» **Work to complete**
List each line of the data that holds the string "also".

Dataset entries
PR #1516, opened 2024-08-27
Remove unused, related events view, and block.

rasben:
This block was not displayed on the pages, but
it was still loaded on all pages.
This is a problem, as the view, which also appears to be a remnant pre-dpl_related, loads *all* events.
This is an obvious performance problem on non-cached pages.


xendk (approved):

kasperg:
@dependabot rebase

PR #1522, opened 2024-08-29
Disable caching of static files in Varnish

kasperg:
#### Link

https://reload.atlassian.net/browse/DDFDRIFT-216

#### Description

Static files such as images may consume considerably more space in Varnish and there is no real need to store them there. NGINX will serve them just as quick with little extra effort.

To prevent the caching the NGINX configuration is updated to add the Surrogate-control "no-store" HTTP header to responses for known paths that should contain static files.

This header is supported by Varnish by default and also in the Lagoon Varnish for Drupal Docker image.

#### Screenshot of the result

`surrogate-control: no-store` is added to static file requests leading to `x-varnish-cache: MISS`.

Monosnap Frontpage | DPL CMS 2024-09-09 09-24-35

Monosnap Frontpage | DPL CMS 2024-09-09 09-25-46

Drupal pages are still cached:

Monosnap Frontpage | DPL CMS 2024-09-09 09-27-01


kasperg:
@dependabot rebase

rasben (approved):

PR #1749, opened 2024-11-12
Uninstall database logging module on Lagoon sites

kasperg:
#### Link to issue

https://reload.atlassian.net/browse/DDFHER-131

#### Description

We see considerable strain on the database in some situations in the production environment. Having the dblog module enabled will introduce many writes by default which causes strain. Using the JSNLog module only increases this.

Log data storage and access for sites running on Lagoon is currently duplicated between the dblog module and the JSON Log module, Loki and Grafana.

Thus to avoid both duplication and strain it should be reasonable to uninstall the dblog module on Lagoon sites.

It is nice to have it available on local development environment so we enable the module through the dev:enable-dev-tools task (this already happens) but exclude the configuration from configuration exports by adding the module to config_exclude_modules in settings.php.


web/modules/custom/dpl_update/dpl_update.install
```diff
@@ -104,7 +104,8 @@ function dpl_update_install(): string {
   $messages[] = dpl_update_update_10022();
   $messages[] = dpl_update_update_10023();
   $messages[] = dpl_update_update_10024();
-
+  // Do not uninstall dblog module on install. It is not installed by default.
+  // $messages[] = dpl_update_update_10025()
```
Dresse, line 108: I'm not sure I understand this part. If we don't want to uninstall the dblog module on install, why are we adding the function for doing it in the first place?

Maybe I misunderstand this?

Dresse (approved):
I have a single question regarding the uninstall function in dpl_update. Other than that it looks good, so I'll approve 👍

web/modules/custom/dpl_update/dpl_update.install
kasperg: Fair question. It seems like a pattern has emerged where every update hook in `dpl_update` is also added to `dpl_update_install()`.

Going through the changes I do not understand why it is needed but everyone (including myself) has kept up this pattern for a while now.

I wanted to show that in this situation I had thought about the situation and it is intentional not to add the update hook here - even if `dpl_update_update_10026()` is added at a later point in time.

PR #1755, opened 2024-11-13
Add `retries` in `cypress.config`

kasperbirch1:
#### Description

<s>I have increase `defaultCommandTimeout` to the `cypress.config` because we observed failing tests due to the React app not loading quickly enough. I have tested this across six runs, and it seems to resolve the issue. </s>

`defaultCommandTimeout` alone wasn't enough. Cypress in GitHub Actions tends to be flaky, so we need to add `retries` to avoid spending too much time trying to fix sporadic issues.

I have kept the`scrollIntoView` in the opening hour test because if the test fails again, it will make debugging easier.
I also retained the increased `defaultCommandTimeout` because it does help, although it wasn’t sufficient on its own.

#### Screenshot of the result

image

### DIFF
--- a/cypress.config.js
+++ b/cypress.config.js
@@ -4,6 +4,7 @@ module.exports = defineConfig({
   e2e: {
     // baseUrl is set using environment variables because it differs between
     // development and CI setups.
+    defaultCommandTimeout: 10000,
   },
   env: {
     // This is intentionally left empty.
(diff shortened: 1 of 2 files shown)


cypress.config.js
```diff
@@ -4,6 +4,11 @@ module.exports = defineConfig({
   e2e: {
     // baseUrl is set using environment variables because it differs between
     // development and CI setups.
+    defaultCommandTimeout: 10000,
```
kasperg, line 7: Consdier removing the `defaultCommandTimeout`.

If it turned outthe timeout does not make a difference then I suggest removing it again.

kasperg (approved):
:+1: LGTM

PR #1762, opened 2024-11-14
DDBRA-221  - Update consumer creation after adding simple oauth

Dresse:
#### Link to issue

https://reload.atlassian.net/browse/DDFBRA-221

#### Description

This PR seeks to update the way we create a GraphQL Consumer and GraphQL User on deploy. This consumer is used when making the first authentication request to the GraphQL endpoint. After an successful authentication, the request will return an `access_token` and an `refresh_token` which we will be using when making requests to our GraphQL API. 

When initially creating the consumer, we set a consumer secret, which locally can be set in `.env` file and on PR and production environments, it can be set as an env variable in Lagoon.

The PR adds an task and drush command for setting the consumer secret when working locally.

My guess is that some work are required in dpl-go to implement this way of calling the GraphQL endpoint. 

#### Screenshot of the result

Example of an authentication request done in insomnia and the response:
Screenshot 2024-11-14 at 14 49 40

Example of a request to the graphql endpoint using the `access_token` as authentication (Bearer token):
Screenshot 2024-11-14 at 14 51 02

This PR is dependent on the work done in another PR which ideally should be merged to develop first: https://github.com/danskernesdigitalebibliotek/dpl-cms/pull/1737


web/modules/custom/dpl_consumers/src/Commands/DplConsumersCommands.php
```diff
@@ -0,0 +1,73 @@
...
+
+        return 'Consumer secret set successfully.';
+      }
+
+      return 'Consumer secret was not found.';
+    }
+    catch (\Exception $e) {
+      return 'Error fetching consumer.';
+    }
+  }
```
spaceo, line 60: We should not mix errors and result.
If errors occur we should throw an exception

web/modules/custom/dpl_consumers/dpl_consumers.module
```diff
@@ -0,0 +1,33 @@
...
+    }
+    else {
+      return 'Consumer not found.';
+    }
+  }
+  catch (\Exception $e) {
+    \Drupal::logger('dpl_consumers')->error($e->getMessage());
+    return 'Error fetching consumer.';
+  }
+}
```
spaceo, line 33: We should not mix errors and result.
If errors occur we should throw an exception

spaceo (changes requested):
Looks good but please look at comment about mixing results an errors...

web/modules/custom/dpl_consumers/dpl_consumers.module
Dresse: Please take another look, I have exchanged the "faulty" return strings for exceptions instead.

web/modules/custom/dpl_consumers/src/Commands/DplConsumersCommands.php
Dresse: Please take another look, I have exchanged the "faulty" return strings for exceptions instead.

spaceo (approved):
LGTM 👍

» **Output for this task**
This is a problem, as the view, which also appears to be a remnant pre-dpl_related, loads *all* events.
This header is supported by Varnish by default and also in the Lagoon Varnish for Drupal Docker image.
kasperg: Fair question. It seems like a pattern has emerged where every update hook in `dpl_update` is also added to `dpl_update_install()`.
I also retained the increased `defaultCommandTimeout` because it does help, although it wasn’t sufficient on its own.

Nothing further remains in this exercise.